• **Problem details**: Reply with the data below, repeated exactly in full.

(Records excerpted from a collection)

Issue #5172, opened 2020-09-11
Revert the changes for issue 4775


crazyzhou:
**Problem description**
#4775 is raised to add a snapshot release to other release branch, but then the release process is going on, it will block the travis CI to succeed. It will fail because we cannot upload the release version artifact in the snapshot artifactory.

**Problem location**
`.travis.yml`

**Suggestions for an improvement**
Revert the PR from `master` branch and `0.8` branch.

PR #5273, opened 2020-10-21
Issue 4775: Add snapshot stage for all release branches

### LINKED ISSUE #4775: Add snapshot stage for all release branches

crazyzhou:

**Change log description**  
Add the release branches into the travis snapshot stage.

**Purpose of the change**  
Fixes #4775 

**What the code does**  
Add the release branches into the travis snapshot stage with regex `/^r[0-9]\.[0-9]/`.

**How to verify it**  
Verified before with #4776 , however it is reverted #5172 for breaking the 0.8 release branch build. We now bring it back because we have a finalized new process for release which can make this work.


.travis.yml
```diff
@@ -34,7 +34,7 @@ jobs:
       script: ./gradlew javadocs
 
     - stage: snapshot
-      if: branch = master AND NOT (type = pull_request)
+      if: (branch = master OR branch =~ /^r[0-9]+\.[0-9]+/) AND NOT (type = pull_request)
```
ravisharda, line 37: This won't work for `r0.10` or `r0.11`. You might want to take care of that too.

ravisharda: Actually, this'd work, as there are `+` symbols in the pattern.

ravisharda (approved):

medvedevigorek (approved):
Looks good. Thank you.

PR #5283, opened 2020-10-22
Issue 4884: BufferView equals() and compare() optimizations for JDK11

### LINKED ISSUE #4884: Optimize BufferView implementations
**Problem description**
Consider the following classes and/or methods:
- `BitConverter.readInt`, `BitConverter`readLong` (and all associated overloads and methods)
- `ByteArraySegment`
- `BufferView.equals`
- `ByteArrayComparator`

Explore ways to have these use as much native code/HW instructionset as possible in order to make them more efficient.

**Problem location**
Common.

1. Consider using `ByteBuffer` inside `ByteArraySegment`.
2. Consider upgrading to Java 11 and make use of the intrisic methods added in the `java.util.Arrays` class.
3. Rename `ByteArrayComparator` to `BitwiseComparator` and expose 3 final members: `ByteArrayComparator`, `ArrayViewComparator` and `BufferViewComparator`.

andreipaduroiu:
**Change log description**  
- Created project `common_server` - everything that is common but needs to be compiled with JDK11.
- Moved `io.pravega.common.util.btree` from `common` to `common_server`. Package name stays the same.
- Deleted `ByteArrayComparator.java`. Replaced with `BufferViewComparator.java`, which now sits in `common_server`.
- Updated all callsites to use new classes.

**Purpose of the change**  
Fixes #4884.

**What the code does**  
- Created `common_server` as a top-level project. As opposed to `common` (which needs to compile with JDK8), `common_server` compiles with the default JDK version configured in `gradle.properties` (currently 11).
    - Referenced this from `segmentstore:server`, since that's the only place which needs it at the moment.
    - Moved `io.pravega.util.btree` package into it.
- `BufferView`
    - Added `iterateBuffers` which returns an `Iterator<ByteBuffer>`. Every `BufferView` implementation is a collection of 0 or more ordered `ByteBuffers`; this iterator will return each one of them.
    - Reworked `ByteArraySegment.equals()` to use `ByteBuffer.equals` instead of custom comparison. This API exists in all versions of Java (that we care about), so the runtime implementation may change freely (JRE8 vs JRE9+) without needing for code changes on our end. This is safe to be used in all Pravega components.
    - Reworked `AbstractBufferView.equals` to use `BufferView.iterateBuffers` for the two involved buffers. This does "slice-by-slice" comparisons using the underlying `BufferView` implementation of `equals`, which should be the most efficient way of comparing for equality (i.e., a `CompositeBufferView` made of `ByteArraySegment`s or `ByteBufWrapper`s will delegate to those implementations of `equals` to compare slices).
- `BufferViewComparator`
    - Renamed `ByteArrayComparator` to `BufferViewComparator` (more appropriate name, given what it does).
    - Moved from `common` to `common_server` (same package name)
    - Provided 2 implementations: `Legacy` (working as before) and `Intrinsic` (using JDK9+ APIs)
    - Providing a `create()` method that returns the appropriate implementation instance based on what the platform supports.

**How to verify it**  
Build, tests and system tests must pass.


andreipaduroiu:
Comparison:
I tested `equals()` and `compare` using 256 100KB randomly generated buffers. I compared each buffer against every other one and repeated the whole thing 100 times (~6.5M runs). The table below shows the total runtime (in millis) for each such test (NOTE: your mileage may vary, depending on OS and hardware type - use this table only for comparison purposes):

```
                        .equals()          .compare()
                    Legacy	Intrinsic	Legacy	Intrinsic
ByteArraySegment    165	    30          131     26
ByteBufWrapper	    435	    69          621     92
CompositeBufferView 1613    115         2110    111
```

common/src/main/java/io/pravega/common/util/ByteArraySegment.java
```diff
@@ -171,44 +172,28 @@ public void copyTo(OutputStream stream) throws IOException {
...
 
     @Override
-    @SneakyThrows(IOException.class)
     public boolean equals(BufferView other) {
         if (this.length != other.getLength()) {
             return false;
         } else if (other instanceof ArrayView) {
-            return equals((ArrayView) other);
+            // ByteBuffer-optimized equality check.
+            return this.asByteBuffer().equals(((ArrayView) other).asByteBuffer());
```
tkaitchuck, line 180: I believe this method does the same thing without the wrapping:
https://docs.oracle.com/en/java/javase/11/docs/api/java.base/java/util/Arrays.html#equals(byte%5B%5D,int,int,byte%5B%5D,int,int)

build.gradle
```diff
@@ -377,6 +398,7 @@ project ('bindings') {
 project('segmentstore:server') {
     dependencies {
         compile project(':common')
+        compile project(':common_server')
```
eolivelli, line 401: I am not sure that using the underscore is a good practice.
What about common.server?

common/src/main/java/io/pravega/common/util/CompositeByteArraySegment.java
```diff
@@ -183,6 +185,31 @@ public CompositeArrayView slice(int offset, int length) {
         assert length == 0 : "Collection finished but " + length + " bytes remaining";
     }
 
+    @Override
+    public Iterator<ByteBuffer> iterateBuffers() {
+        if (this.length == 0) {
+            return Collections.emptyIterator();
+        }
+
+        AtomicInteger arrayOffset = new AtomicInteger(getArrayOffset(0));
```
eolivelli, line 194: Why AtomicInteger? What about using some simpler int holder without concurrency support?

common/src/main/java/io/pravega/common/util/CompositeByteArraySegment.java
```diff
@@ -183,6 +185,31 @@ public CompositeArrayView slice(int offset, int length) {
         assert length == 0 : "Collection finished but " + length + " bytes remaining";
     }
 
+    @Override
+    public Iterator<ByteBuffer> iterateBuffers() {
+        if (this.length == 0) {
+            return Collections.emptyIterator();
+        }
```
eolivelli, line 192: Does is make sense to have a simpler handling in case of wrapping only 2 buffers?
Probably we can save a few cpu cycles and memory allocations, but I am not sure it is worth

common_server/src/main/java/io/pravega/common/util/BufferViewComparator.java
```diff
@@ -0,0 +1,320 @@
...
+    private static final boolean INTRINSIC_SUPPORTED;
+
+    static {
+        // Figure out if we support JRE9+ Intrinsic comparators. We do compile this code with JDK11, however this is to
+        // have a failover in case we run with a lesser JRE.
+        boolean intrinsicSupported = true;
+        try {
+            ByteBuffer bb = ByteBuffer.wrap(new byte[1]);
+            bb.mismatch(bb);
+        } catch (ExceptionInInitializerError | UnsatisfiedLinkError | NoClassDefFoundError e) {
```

• **Problem solution**:
Issue #5172, opened 2020-09-11
Revert the changes for issue 4775


crazyzhou:
**Problem description**
#4775 is raised to add a snapshot release to other release branch, but then the release process is going on, it will block the travis CI to succeed. It will fail because we cannot upload the release version artifact in the snapshot artifactory.

**Problem location**
`.travis.yml`

**Suggestions for an improvement**
Revert the PR from `master` branch and `0.8` branch.

PR #5273, opened 2020-10-21
Issue 4775: Add snapshot stage for all release branches

### LINKED ISSUE #4775: Add snapshot stage for all release branches

crazyzhou:

**Change log description**  
Add the release branches into the travis snapshot stage.

**Purpose of the change**  
Fixes #4775 

**What the code does**  
Add the release branches into the travis snapshot stage with regex `/^r[0-9]\.[0-9]/`.

**How to verify it**  
Verified before with #4776 , however it is reverted #5172 for breaking the 0.8 release branch build. We now bring it back because we have a finalized new process for release which can make this work.


.travis.yml
```diff
@@ -34,7 +34,7 @@ jobs:
       script: ./gradlew javadocs
 
     - stage: snapshot
-      if: branch = master AND NOT (type = pull_request)
+      if: (branch = master OR branch =~ /^r[0-9]+\.[0-9]+/) AND NOT (type = pull_request)
```
ravisharda, line 37: This won't work for `r0.10` or `r0.11`. You might want to take care of that too.

ravisharda: Actually, this'd work, as there are `+` symbols in the pattern.

ravisharda (approved):

medvedevigorek (approved):
Looks good. Thank you.

PR #5283, opened 2020-10-22
Issue 4884: BufferView equals() and compare() optimizations for JDK11

### LINKED ISSUE #4884: Optimize BufferView implementations
**Problem description**
Consider the following classes and/or methods:
- `BitConverter.readInt`, `BitConverter`readLong` (and all associated overloads and methods)
- `ByteArraySegment`
- `BufferView.equals`
- `ByteArrayComparator`

Explore ways to have these use as much native code/HW instructionset as possible in order to make them more efficient.

**Problem location**
Common.

1. Consider using `ByteBuffer` inside `ByteArraySegment`.
2. Consider upgrading to Java 11 and make use of the intrisic methods added in the `java.util.Arrays` class.
3. Rename `ByteArrayComparator` to `BitwiseComparator` and expose 3 final members: `ByteArrayComparator`, `ArrayViewComparator` and `BufferViewComparator`.

andreipaduroiu:
**Change log description**  
- Created project `common_server` - everything that is common but needs to be compiled with JDK11.
- Moved `io.pravega.common.util.btree` from `common` to `common_server`. Package name stays the same.
- Deleted `ByteArrayComparator.java`. Replaced with `BufferViewComparator.java`, which now sits in `common_server`.
- Updated all callsites to use new classes.

**Purpose of the change**  
Fixes #4884.

**What the code does**  
- Created `common_server` as a top-level project. As opposed to `common` (which needs to compile with JDK8), `common_server` compiles with the default JDK version configured in `gradle.properties` (currently 11).
    - Referenced this from `segmentstore:server`, since that's the only place which needs it at the moment.
    - Moved `io.pravega.util.btree` package into it.
- `BufferView`
    - Added `iterateBuffers` which returns an `Iterator<ByteBuffer>`. Every `BufferView` implementation is a collection of 0 or more ordered `ByteBuffers`; this iterator will return each one of them.
    - Reworked `ByteArraySegment.equals()` to use `ByteBuffer.equals` instead of custom comparison. This API exists in all versions of Java (that we care about), so the runtime implementation may change freely (JRE8 vs JRE9+) without needing for code changes on our end. This is safe to be used in all Pravega components.
    - Reworked `AbstractBufferView.equals` to use `BufferView.iterateBuffers` for the two involved buffers. This does "slice-by-slice" comparisons using the underlying `BufferView` implementation of `equals`, which should be the most efficient way of comparing for equality (i.e., a `CompositeBufferView` made of `ByteArraySegment`s or `ByteBufWrapper`s will delegate to those implementations of `equals` to compare slices).
- `BufferViewComparator`
    - Renamed `ByteArrayComparator` to `BufferViewComparator` (more appropriate name, given what it does).
    - Moved from `common` to `common_server` (same package name)
    - Provided 2 implementations: `Legacy` (working as before) and `Intrinsic` (using JDK9+ APIs)
    - Providing a `create()` method that returns the appropriate implementation instance based on what the platform supports.

**How to verify it**  
Build, tests and system tests must pass.


andreipaduroiu:
Comparison:
I tested `equals()` and `compare` using 256 100KB randomly generated buffers. I compared each buffer against every other one and repeated the whole thing 100 times (~6.5M runs). The table below shows the total runtime (in millis) for each such test (NOTE: your mileage may vary, depending on OS and hardware type - use this table only for comparison purposes):

```
                        .equals()          .compare()
                    Legacy	Intrinsic	Legacy	Intrinsic
ByteArraySegment    165	    30          131     26
ByteBufWrapper	    435	    69          621     92
CompositeBufferView 1613    115         2110    111
```

common/src/main/java/io/pravega/common/util/ByteArraySegment.java
```diff
@@ -171,44 +172,28 @@ public void copyTo(OutputStream stream) throws IOException {
...
 
     @Override
-    @SneakyThrows(IOException.class)
     public boolean equals(BufferView other) {
         if (this.length != other.getLength()) {
             return false;
         } else if (other instanceof ArrayView) {
-            return equals((ArrayView) other);
+            // ByteBuffer-optimized equality check.
+            return this.asByteBuffer().equals(((ArrayView) other).asByteBuffer());
```
tkaitchuck, line 180: I believe this method does the same thing without the wrapping:
https://docs.oracle.com/en/java/javase/11/docs/api/java.base/java/util/Arrays.html#equals(byte%5B%5D,int,int,byte%5B%5D,int,int)

build.gradle
```diff
@@ -377,6 +398,7 @@ project ('bindings') {
 project('segmentstore:server') {
     dependencies {
         compile project(':common')
+        compile project(':common_server')
```
eolivelli, line 401: I am not sure that using the underscore is a good practice.
What about common.server?

common/src/main/java/io/pravega/common/util/CompositeByteArraySegment.java
```diff
@@ -183,6 +185,31 @@ public CompositeArrayView slice(int offset, int length) {
         assert length == 0 : "Collection finished but " + length + " bytes remaining";
     }
 
+    @Override
+    public Iterator<ByteBuffer> iterateBuffers() {
+        if (this.length == 0) {
+            return Collections.emptyIterator();
+        }
+
+        AtomicInteger arrayOffset = new AtomicInteger(getArrayOffset(0));
```
eolivelli, line 194: Why AtomicInteger? What about using some simpler int holder without concurrency support?

common/src/main/java/io/pravega/common/util/CompositeByteArraySegment.java
```diff
@@ -183,6 +185,31 @@ public CompositeArrayView slice(int offset, int length) {
         assert length == 0 : "Collection finished but " + length + " bytes remaining";
     }
 
+    @Override
+    public Iterator<ByteBuffer> iterateBuffers() {
+        if (this.length == 0) {
+            return Collections.emptyIterator();
+        }
```
eolivelli, line 192: Does is make sense to have a simpler handling in case of wrapping only 2 buffers?
Probably we can save a few cpu cycles and memory allocations, but I am not sure it is worth

common_server/src/main/java/io/pravega/common/util/BufferViewComparator.java
```diff
@@ -0,0 +1,320 @@
...
+    private static final boolean INTRINSIC_SUPPORTED;
+
+    static {
+        // Figure out if we support JRE9+ Intrinsic comparators. We do compile this code with JDK11, however this is to
+        // have a failover in case we run with a lesser JRE.
+        boolean intrinsicSupported = true;
+        try {
+            ByteBuffer bb = ByteBuffer.wrap(new byte[1]);
+            bb.mismatch(bb);
+        } catch (ExceptionInInitializerError | UnsatisfiedLinkError | NoClassDefFoundError e) {
```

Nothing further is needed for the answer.